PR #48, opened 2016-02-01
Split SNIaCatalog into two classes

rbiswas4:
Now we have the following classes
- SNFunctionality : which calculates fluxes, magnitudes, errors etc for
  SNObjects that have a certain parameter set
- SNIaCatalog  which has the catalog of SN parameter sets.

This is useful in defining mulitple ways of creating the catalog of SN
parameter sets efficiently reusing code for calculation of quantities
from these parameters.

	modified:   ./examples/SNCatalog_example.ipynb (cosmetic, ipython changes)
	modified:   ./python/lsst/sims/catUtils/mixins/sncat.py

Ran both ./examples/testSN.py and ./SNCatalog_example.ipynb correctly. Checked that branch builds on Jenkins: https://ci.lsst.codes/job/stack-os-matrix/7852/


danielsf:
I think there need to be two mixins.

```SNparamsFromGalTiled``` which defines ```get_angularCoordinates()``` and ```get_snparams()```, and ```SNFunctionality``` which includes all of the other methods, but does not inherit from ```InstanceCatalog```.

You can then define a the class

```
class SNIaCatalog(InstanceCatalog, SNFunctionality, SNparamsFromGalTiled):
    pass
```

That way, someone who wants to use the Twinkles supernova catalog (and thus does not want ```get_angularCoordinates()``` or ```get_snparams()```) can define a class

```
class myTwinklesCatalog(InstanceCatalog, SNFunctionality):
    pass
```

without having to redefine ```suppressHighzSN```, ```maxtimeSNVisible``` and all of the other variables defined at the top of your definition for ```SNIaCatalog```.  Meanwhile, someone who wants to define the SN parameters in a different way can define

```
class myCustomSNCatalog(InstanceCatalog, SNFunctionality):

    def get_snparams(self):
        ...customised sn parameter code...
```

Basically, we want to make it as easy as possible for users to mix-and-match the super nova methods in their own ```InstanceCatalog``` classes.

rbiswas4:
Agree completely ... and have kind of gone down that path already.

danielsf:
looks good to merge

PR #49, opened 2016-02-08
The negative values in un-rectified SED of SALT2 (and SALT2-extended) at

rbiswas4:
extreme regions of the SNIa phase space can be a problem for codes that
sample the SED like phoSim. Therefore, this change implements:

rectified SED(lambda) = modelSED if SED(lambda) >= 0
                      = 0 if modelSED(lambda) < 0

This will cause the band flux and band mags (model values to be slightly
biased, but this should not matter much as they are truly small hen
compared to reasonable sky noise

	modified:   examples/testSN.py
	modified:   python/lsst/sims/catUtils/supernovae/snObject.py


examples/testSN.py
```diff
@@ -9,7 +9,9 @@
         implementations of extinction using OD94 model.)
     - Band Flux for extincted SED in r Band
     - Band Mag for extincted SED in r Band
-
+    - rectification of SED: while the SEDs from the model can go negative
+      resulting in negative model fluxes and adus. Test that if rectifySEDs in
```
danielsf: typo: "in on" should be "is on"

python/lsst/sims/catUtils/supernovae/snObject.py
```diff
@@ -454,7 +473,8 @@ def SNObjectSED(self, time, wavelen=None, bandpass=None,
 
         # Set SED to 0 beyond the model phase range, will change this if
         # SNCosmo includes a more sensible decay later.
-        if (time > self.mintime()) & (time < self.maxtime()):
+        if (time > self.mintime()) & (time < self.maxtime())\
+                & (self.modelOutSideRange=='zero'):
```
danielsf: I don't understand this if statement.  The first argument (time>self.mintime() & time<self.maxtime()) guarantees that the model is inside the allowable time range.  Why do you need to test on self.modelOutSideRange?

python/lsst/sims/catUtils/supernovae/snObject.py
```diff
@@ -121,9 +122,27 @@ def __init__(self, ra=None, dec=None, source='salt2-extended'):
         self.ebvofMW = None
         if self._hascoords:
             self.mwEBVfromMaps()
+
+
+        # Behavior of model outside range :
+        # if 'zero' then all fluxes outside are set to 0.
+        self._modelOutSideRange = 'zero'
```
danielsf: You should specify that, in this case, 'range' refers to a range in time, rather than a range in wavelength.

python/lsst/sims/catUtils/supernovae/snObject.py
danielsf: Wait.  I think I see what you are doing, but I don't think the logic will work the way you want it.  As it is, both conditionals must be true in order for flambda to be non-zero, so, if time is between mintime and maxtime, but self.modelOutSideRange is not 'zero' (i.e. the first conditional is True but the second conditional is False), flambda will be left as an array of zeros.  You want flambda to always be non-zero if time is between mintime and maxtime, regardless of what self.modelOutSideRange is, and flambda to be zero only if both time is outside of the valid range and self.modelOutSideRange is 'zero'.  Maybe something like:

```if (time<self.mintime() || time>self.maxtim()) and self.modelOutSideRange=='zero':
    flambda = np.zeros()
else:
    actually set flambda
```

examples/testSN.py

[Work instructions]
Copy the material above word for word, taking the first line, the line containing "PR #49, opened 2016-02-08", and every line between them, and nothing else.

[Task solution]
PR #48, opened 2016-02-01
Split SNIaCatalog into two classes

rbiswas4:
Now we have the following classes
- SNFunctionality : which calculates fluxes, magnitudes, errors etc for
  SNObjects that have a certain parameter set
- SNIaCatalog  which has the catalog of SN parameter sets.

This is useful in defining mulitple ways of creating the catalog of SN
parameter sets efficiently reusing code for calculation of quantities
from these parameters.

	modified:   ./examples/SNCatalog_example.ipynb (cosmetic, ipython changes)
	modified:   ./python/lsst/sims/catUtils/mixins/sncat.py

Ran both ./examples/testSN.py and ./SNCatalog_example.ipynb correctly. Checked that branch builds on Jenkins: https://ci.lsst.codes/job/stack-os-matrix/7852/


danielsf:
I think there need to be two mixins.

```SNparamsFromGalTiled``` which defines ```get_angularCoordinates()``` and ```get_snparams()```, and ```SNFunctionality``` which includes all of the other methods, but does not inherit from ```InstanceCatalog```.

You can then define a the class

```
class SNIaCatalog(InstanceCatalog, SNFunctionality, SNparamsFromGalTiled):
    pass
```

That way, someone who wants to use the Twinkles supernova catalog (and thus does not want ```get_angularCoordinates()``` or ```get_snparams()```) can define a class

```
class myTwinklesCatalog(InstanceCatalog, SNFunctionality):
    pass
```

without having to redefine ```suppressHighzSN```, ```maxtimeSNVisible``` and all of the other variables defined at the top of your definition for ```SNIaCatalog```.  Meanwhile, someone who wants to define the SN parameters in a different way can define

```
class myCustomSNCatalog(InstanceCatalog, SNFunctionality):

    def get_snparams(self):
        ...customised sn parameter code...
```

Basically, we want to make it as easy as possible for users to mix-and-match the super nova methods in their own ```InstanceCatalog``` classes.

rbiswas4:
Agree completely ... and have kind of gone down that path already.

danielsf:
looks good to merge

PR #49, opened 2016-02-08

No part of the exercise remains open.